Goal of the exercise
Please return every line of the records below that holds the word "packages".

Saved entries
PR #693, opened 2018-06-08
Update to support signing Nuget support packages

vancem:
A month ago Nuget requires microsoft packages to be signed.
Update TraceEventPackageSigning to support signing nuget packages that are checked in to NugetSupportFiles.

Task output
Update to support signing Nuget support packages
A month ago Nuget requires microsoft packages to be signed.
Update TraceEventPackageSigning to support signing nuget packages that are checked in to NugetSupportFiles.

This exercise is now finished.